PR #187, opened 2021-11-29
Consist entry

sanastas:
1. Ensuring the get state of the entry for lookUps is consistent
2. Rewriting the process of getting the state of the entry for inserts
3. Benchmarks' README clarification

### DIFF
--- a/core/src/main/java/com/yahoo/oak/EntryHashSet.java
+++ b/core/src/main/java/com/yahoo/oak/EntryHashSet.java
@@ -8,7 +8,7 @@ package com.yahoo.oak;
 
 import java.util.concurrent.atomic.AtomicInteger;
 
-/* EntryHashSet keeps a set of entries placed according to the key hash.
################
▶ WHAT IS NEEDED
When you reach the line containing "import java.util.concurrent.atomic.AtomicInteger;" in the data above, retype it and each line after it through the final one, exactly as written.

▶ TASK SOLUTION
 import java.util.concurrent.atomic.AtomicInteger;
 
-/* EntryHashSet keeps a set of entries placed according to the key hash.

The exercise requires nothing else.